During an RFFF harvest for the reconstruction of an oral cavity defect, we encountered an aberrant course of the SBRN. The SBRN had two branches—in the proximal forearm, one branch was anterior and the second branch was posterior to the BR muscle and in the distal forearm, both of these nerves merged together before branching off again into digital nerves. This aberrant anterior branch of the SBRN was larger in diameter than the usual caliber of the LACN that is normally encountered. Moreover, the LACN was not present and it was not associated with the cephalic vein. There was a branch coming off the anterior SBRN that was innervating the skin paddle and had to be sacrificed. Another branch of the SBRN posterior to the BR muscle was present and exited between the two BR tendons in the distal forearm. These anterior and posterior branches of SBRN then merged together distally before dividing into digital nerves (Fig. 1). The aberrant course could have easily been misidentified as the LACN and sacrificed during the harvest resulting in sensory deficits.
The radial nerve and several branches including the lateral cutaneous nerve of the arm and the posterior cutaneous nerve of the forearm supply all the heads of the triceps brachii muscle. The radial nerve then enters the anterior compartment posterior to the BR muscle supplying BR muscle, extensor carpi radialis longus, and extensor carpi radialis brevis muscle before dividing into superficial and deep branches. The deep branch pierces the supinator muscle and supplies the extensor muscles of the forearm, whereas the superficial branch is the terminal branch of the radial nerve. It provides sensation over the first dorsal web space and proximal portion of the lateral 3.5 digits.

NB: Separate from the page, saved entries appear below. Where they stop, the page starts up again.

PR #194, opened 2015-06-30
i18n - sasl  internationalization + refactoring

honza889:
i18n internationalization of `sasl` package
* SaslExceptions are now prefixed with `[MECHANISM-NAME]`

refactoring:
* Digest
 * variable `md5` renamed to `digest`
 * in `createCipher()` merged two cipher switches
 * in `_private.DigestUtil` removed unused methods params (`len`)
* `ScramUtil.getTwoWayPasswordChars()` method accept `TwoWayPassword` only

Note: `log.nullParameter(String parameter)` message accept parameter name as String - I hope translating names of parameters of methods is not required.

### DIFF
--- a/src/main/java/org/wildfly/security/sasl/anonymous/AnonymousSaslClient.java
+++ b/src/main/java/org/wildfly/security/sasl/anonymous/AnonymousSaslClient.java
@@ -18,12 +18,14 @@
 
 package org.wildfly.security.sasl.anonymous;
 
+import static org.wildfly.security._private.ElytronMessages.log;
 import static org.wildfly.security.sasl.anonymous.AbstractAnonymousFactory.ANONYMOUS;
 
 import javax.security.auth.callback.CallbackHandler;
 import javax.security.auth.callback.NameCallback;
 import javax.security.sasl.SaslException;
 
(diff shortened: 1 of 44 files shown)


honza889:
Will need rebase after #180 will be merged.

src/main/java/org/wildfly/security/sasl/anonymous/AnonymousSaslClient.java
```diff
@@ -86,6 +87,6 @@ protected AnonymousSaslClient(final String protocol, final String serverName, fi
                 negotiationComplete();
                 return b.toArray();
         }
-        throw new SaslException("Invalid state");
+        throw new IllegalStateException();
```
dmlloyd: Now we can use ``Assert.unreachableCode`` and/or ``Assert.impossibleSwitchCase`` for this case.

dmlloyd:
Looks OK to me other than my previous minor note.

honza889:
Fixed to use `Assert.unreachableCode` and `Assert.impossibleSwitchCase` by dmlloyd note.

honza889:
Refactored and prepared for merge.

PR #202, opened 2015-07-01
[ELY-217] - Fixing connection properties config. Adding message in case the realm fails to obtain the identity from the server.

pedroigor:


pedroigor:
Rebased

PR #203, opened 2015-07-01
Removing CharacterArrayReader (dead code)

honza889:
CharacterArrayReader is not already used. I think it should be removed as dead code.


dmlloyd:
Ha.  I thought I had removed this several times already.  In any event I support this change.

PR #204, opened 2015-07-01
Remove Principal from the realm; replace it with a simple name

dmlloyd:


dmlloyd:
Depends on #201

src/main/java/org/wildfly/security/auth/login/ServerAuthenticationContext.java
```diff
@@ -233,6 +288,65 @@ public void fail() throws IllegalStateException {
...
+            throw ElytronMessages.log.noAuthenticationInProgress();
+        }
+        Assert.checkNotNullParam("name", name);
+        name = domain.getPreRealmRewriter().rewriteName(name);
+        String realmName = domain.getRealmMapper().getRealmMapping(name);
+        if (realmName == null) {
+            realmName = domain.getDefaultRealmName();
+        }
+        Principal principal = new NamePrincipal(name);
+        if (oldState.getAuthenticationPrincipal().equals(principal)) {
```
pedroigor: Isn't that the same as calling `isSameName` ?

dmlloyd: It is similar but not identical.  We need the realmInfo and other pieces for later, and we don't to have a case where we look up that stuff once and then look it up again (possibly getting a different result).

dmlloyd:
Rebased

pedroigor:
For me it looks fine and in sync with what we discussed. However, there are those legacy use cases based on custom principals that @sguilhen mentioned.

Maybe, in order to support such cases, we may introduce a ```PrincipalFactory``` or something similar in order to build a custom principal based on an ```AuthorizationIdentity``` obtained from a ```RealmIdentity``` built from a specific ```SecurityRealm```.

I'm also wondering if the same rules we did for roles in the past don`t apply here in the sense that the first principal 'mapping' would be the zeroth level performed by the ```RealmIdentity``` and the first level (and last) performed by a factory or similar.

We could use ```RealmInfo``` to hold this factory, which is configured on a per-realm basis.

dmlloyd:
My general thought on this was to defer worrying about JAAS principals for now.  We can circle back around on this once @sguilhen gets a chance to go through the JAAS realm for this and all the other changes to see where we stand and what needs to be done yet.

Once that is done, I think we have a few options.  For example we could put the JAAS principal in an Attribute, and then read that out later, for code that needs it.

I think it is important that we maintain a canonical Principal at all times.  The JAAS principal is, to me, a secondary piece of data that comes out of authentication and does not generally reflect the user's "real" identity.

pedroigor:
Makes sense. Principals are just like attributes.

PR #212, opened 2015-07-03
Enhancements to the simple map-backed realm to support attributes and correctly report identity existence

dmlloyd:


src/main/java/org/wildfly/security/auth/provider/SimpleMapBackedSecurityRealm.java
```diff
@@ -56,15 +58,36 @@ public SimpleMapBackedSecurityRealm(final NameRewriter... rewriters) {
...
 
     /**
-     * Set the password map.  Note that the password map must <b>not</b> be modified after calling this method.
+     * Set the realm entry map.  Note that the entry map must <b>not</b> be modified after calling this method.
      * If it needs to be changed, pass in a new map that is a copy of the old map with the required changes.
      *
      * @param passwordMap the password map
      */
-    public void setPasswordMap(final Map<String, Password> passwordMap) {
+    public void setPasswordMap(final Map<String, SimpleRealmEntry> passwordMap) {
```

The radial artery and the venae run between the flexor carpi radialis and BR muscles. The typical course of the SBRN in the proximal forearm is posterior to the BR muscle and radial to the vascular pedicle. In the distal forearm, the SBRN emerges from the posterior aspect of the BR muscle between the 2 BR tendons and then travels anterior to it. It then divides into multiple branches (Fig. 2).2–4 During the harvest of an RFFF, the SBRN is used as a landmark. Pirela-Cruz and Scher2 described 2 distinct types of anatomic patterns of the SBRN—type I was described as 1 main nerve and type II had 2 distinct nerves.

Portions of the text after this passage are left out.